Si può vedere il proprio corpo cambiare, gonfiarsi, ci si può non riconoscere più allo specchio. È difficile accettarsi e lavorare sulla propria grassofobia e spesso la società non lo permette. Molt3 pensano che ormai tu sia curatə, eppure ci possono essere giorni in cui il dolore c’è ed è tanto, prendi medicine e riempi la borsa di acqua calda, ma come si può fare quando c’è il lavoro? Che si tratti di lavoro domestico o meno, i congedi non ci sono in ogni caso. Andare in malattia dovrebbe essere un diritto, ma quando quei giorni finiscono? L’endometriosi rimane e i dolori ritornano. Il lavoro stagionale è uno di quei casi in cui la malattia non è contemplata da3 dator3 di lavoro e dal punto di vista sociale l’endometriosi è così poco conosciuta, sottovalutata e ridotta a “mal di pancia per le mestruazioni” che sono 3 tuo3 stess3 collegh3 oltre aə datorə di lavoro a non credere al tuo dolore.
Lavorare con una patologia cronica invalidante non riconosciuta significa dover stringere i denti anche quando non riesci a stare in piedi.
Si possono ottenere esenzioni per alcune prestazioni sanitarie specialistiche in base al grado di gravità della malattia, ci sono agevolazioni per chi è al terzo e quarto stadio ed è una piccola vittoria, ma bisogna ricordare che queste sono stadiazioni che non si basano sull’entità dei sintomi ma sull’estensione della lesione endometriosica, e nel primo e secondo stadio lo Stato non passa niente.
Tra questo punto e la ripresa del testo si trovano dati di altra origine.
PR #71, opened 2022-08-29
[Feature] Add new extractor - PlayLtXyz

Jacekun:
ready for merge

### DIFF
--- a/app/src/main/java/com/lagradost/cloudstream3/extractors/PlayLtXyz.kt
+++ b/app/src/main/java/com/lagradost/cloudstream3/extractors/PlayLtXyz.kt
@@ -2,10 +2,9 @@ package com.lagradost.cloudstream3.extractors
 
 import android.util.Log
 import com.fasterxml.jackson.annotation.JsonProperty
-import com.fasterxml.jackson.module.kotlin.readValue
 import com.lagradost.cloudstream3.app
-import com.lagradost.cloudstream3.mapper
 import com.lagradost.cloudstream3.utils.*
+import com.lagradost.cloudstream3.utils.AppUtils.tryParseJson
 
 class PlayLtXyz: ExtractorApi() {
     override val name: String = "PlayLt"
@@ -13,7 +12,7 @@ class PlayLtXyz: ExtractorApi() {
     override val requiresReferer = true
 
     private data class ResponseData(
-        @JsonProperty("data") val data: String?
+        @JsonProperty("data") val data: String? = null
     )
 
     override suspend fun getUrl(url: String, referer: String?): List<ExtractorLink> {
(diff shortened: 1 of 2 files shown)


app/src/main/java/com/lagradost/cloudstream3/extractors/PlayLtXyz.kt
```diff
@@ -0,0 +1,84 @@
...
+
+    override suspend fun getUrl(url: String, referer: String?): List<ExtractorLink> {
+        val extractedLinksList = mutableListOf<ExtractorLink>()
+        //Log.i(this.name, "Result => (url) $url")
+        var idUser = ""
+        var idFile = ""
+        var bodyText = ""
+        val doc = app.get(url, referer = referer).document
+        //Log.i(this.name, "Result => (url, script) $url / ${doc.select("script")}")
+        doc.select("script").forEach {
```
Blatzar, line 26: how about using something like 
`val bodyText =  doc.select("script").firstOrNull { ... } ?: ""`

app/src/main/java/com/lagradost/cloudstream3/extractors/PlayLtXyz.kt
```diff
@@ -0,0 +1,84 @@
...
+                ?.groupValues?.get(0) ?: ""
+
+            idFile = "(?<=var idfile = \")(.*)(?=\";)".toRegex().find(bodyText)
+                ?.groupValues?.get(0) ?: ""
+        }
+        //Log.i(this.name, "Result => (idUser, idFile) $idUser / $idFile")
+        if (idUser.isNotBlank() && idFile.isNotBlank()) {
+            //val sess = HttpSession()
+            val ajaxHead = mapOf(
+                Pair("Origin", mainUrl),
```
Blatzar, line 47: you can use 
"Origin" to mainUrl instead of Pair() just FYI :+1:

Jacekun: I know but Pair() is more readable to me. (Curse of C# and Python)

app/src/main/java/com/lagradost/cloudstream3/extractors/PlayLtXyz.kt
Jacekun: The first ``script`` does not always contain the required info so iterating over them is kinda needed. Though for optimization, I could skip the other elements once ``bodyText`` is not empty. Or, I could ``.filter{ }`` the ``doc.select``

Blatzar: firstOrNull iterates over the list and stops the iteration once a result is found, i think this would be the equivalent code.

```kotlin
val bodyText = doc.select("script").firstOrNull {
    it?.toString()?.contains("var idUser") == true
}?.toString()
```

Jacekun: Ah yeah that could work. Will change it

Blatzar (approved):
Looks good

Anche per questo a lavoro ci devi andare nonostante tutto: le medicine costano e sei da solə a mantenere queste spese.

Insieme stiamo bene

Come vedete l’endometriosi e l’adenomiosi, e come loro molte altre malattie invisibili, toccano molte criticità nel sistema sanitario, lavorativo e sociale. Esserne affett3 significa vivere in un mondo fatto su misura solo per le persone sane, e spesso neanche per loro. Scrivo in maniera soggettiva, da persona che ne soffre e con molte testimonianze nella mente, ma ogni situazione è diversa come ogni persona è diversa.
Ho tirato fuori ciò che avrei voluto leggere vivendo tutto questo: qualcuno che capisse la rabbia e il malessere di una malattia che si infiltra in un modo o nell’altro in tutte le parti della vita.
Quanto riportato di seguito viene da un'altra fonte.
PR #88, opened 2022-09-05
add voting system

C10udburst:


Blatzar (approved):
I don't think I would change a single line, it looks great!

LagradOst:
Everything looks fine, however I would rename Votes: 1 to rated or likes. Also sorting by votes, however that is really not needed

LagradOst:
Also it defaults to 10K if you dont have any internet

C10udburst:
> Everything looks fine, however I would rename Votes: 1 to rated or likes. Also sorting by votes, however that is really not needed

what about karma :trollface:

Blatzar:
> what about karma :trollface:

:skull:

Blatzar:
Bananas would unironically work :flushed:

C10udburst:
> Bananas would unironically work 😳

all right :shipit:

Il conforto lo puoi trovare ne3 tu3 compagn3, quell3 che lottano per avere dei diritti nel mondo del lavoro avendo malattie invisibili, quell3 che lottano per non dover pagare ogni mese le medicine che ci servono per sopravvivere, quell3 che si abbracciano perché capiscono il dolore che si prova.
Sì, l’endometriosi fa male, ma fra noi stiamo bene.